[Prompt] Please output the data below exactly as given, starting at its first line and stopping after the line that contains "We should look".

[Records shown]
──────────

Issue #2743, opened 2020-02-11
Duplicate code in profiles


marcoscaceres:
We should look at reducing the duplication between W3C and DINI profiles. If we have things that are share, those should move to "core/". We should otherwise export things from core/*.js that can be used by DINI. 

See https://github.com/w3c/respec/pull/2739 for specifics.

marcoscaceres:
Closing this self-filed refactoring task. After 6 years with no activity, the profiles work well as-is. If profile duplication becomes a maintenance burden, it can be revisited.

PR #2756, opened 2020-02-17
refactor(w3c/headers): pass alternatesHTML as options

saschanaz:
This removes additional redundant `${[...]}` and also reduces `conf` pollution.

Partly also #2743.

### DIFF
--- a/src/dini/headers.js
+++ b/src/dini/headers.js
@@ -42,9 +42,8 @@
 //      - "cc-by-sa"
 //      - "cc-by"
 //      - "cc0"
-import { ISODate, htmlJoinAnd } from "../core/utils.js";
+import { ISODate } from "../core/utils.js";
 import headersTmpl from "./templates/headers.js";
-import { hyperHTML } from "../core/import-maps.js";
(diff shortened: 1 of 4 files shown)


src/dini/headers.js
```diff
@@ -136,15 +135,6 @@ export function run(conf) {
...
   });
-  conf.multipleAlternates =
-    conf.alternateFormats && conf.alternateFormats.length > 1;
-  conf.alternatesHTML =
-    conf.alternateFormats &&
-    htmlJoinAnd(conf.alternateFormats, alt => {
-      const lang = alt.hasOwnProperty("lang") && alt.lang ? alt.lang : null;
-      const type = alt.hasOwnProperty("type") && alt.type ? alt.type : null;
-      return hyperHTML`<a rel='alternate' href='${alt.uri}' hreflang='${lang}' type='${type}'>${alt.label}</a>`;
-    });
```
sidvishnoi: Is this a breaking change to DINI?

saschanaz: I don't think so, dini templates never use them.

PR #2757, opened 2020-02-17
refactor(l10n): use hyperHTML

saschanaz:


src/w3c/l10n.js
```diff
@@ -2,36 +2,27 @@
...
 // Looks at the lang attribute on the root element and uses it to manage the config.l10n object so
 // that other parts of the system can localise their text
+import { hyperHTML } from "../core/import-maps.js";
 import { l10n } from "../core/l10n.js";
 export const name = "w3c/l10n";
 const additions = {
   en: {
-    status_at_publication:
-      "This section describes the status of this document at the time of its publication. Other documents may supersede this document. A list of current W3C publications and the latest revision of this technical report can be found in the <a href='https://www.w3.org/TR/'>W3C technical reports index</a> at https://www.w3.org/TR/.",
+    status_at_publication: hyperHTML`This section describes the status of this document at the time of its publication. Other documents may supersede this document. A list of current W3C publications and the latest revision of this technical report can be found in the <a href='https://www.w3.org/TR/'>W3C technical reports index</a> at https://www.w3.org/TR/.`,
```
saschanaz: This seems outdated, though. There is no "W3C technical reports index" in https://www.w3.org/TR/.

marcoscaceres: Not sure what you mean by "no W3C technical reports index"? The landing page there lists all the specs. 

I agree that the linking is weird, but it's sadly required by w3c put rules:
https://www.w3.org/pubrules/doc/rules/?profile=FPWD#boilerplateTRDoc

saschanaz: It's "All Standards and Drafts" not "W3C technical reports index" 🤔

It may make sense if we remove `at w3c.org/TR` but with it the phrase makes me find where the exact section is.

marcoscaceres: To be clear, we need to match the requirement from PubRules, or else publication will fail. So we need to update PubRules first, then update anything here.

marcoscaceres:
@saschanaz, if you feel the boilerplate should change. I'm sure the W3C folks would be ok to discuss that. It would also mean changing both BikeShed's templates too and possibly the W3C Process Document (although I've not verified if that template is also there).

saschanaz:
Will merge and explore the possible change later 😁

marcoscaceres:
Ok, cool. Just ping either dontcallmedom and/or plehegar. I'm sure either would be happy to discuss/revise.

──────────

[Answer for this exercise]
Issue #2743, opened 2020-02-11
Duplicate code in profiles


marcoscaceres:
We should look at reducing the duplication between W3C and DINI profiles. If we have things that are share, those should move to "core/". We should otherwise export things from core/*.js that can be used by DINI. 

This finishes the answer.